Provided records:
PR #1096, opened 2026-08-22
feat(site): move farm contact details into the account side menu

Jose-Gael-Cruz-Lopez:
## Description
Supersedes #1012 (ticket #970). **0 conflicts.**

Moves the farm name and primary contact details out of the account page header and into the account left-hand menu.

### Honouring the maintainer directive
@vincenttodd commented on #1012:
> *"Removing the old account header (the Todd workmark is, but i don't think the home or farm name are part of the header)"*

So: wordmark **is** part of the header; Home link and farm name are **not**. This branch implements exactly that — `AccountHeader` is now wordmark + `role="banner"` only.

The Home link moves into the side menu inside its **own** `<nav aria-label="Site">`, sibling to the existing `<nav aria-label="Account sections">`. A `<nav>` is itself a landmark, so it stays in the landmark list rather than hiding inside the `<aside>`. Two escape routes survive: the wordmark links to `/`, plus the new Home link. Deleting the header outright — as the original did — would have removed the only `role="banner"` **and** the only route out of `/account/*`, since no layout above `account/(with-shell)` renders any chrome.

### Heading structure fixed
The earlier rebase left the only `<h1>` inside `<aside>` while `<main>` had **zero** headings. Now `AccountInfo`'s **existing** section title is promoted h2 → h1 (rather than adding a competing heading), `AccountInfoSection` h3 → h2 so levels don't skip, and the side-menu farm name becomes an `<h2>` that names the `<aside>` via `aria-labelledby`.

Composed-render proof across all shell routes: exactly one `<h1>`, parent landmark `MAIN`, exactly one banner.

==

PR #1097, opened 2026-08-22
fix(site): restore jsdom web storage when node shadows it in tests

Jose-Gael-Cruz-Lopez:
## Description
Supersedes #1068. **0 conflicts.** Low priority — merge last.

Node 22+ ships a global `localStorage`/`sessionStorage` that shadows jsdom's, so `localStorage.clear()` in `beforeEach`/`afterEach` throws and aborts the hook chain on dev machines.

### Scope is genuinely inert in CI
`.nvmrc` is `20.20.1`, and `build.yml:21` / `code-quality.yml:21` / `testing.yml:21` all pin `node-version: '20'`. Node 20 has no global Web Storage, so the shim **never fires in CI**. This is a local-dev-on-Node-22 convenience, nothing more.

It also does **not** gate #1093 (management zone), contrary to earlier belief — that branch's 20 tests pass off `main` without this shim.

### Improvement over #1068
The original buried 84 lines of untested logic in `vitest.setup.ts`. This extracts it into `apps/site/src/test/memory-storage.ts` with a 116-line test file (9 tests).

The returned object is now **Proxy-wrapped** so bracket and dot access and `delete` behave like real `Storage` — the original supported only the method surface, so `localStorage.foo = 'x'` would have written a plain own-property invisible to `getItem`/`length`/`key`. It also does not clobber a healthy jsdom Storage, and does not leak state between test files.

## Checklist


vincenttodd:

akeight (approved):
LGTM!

Directions for this task: Go through the listing and copy each line with the string "aside".

Solution below:
The Home link moves into the side menu inside its **own** `<nav aria-label="Site">`, sibling to the existing `<nav aria-label="Account sections">`. A `<nav>` is itself a landmark, so it stays in the landmark list rather than hiding inside the `<aside>`. Two escape routes survive: the wordmark links to `/`, plus the new Home link. Deleting the header outright — as the original did — would have removed the only `role="banner"` **and** the only route out of `/account/*`, since no layout above `account/(with-shell)` renders any chrome.
The earlier rebase left the only `<h1>` inside `<aside>` while `<main>` had **zero** headings. Now `AccountInfo`'s **existing** section title is promoted h2 → h1 (rather than adding a competing heading), `AccountInfoSection` h3 → h2 so levels don't skip, and the side-menu farm name becomes an `<h2>` that names the `<aside>` via `aria-labelledby`.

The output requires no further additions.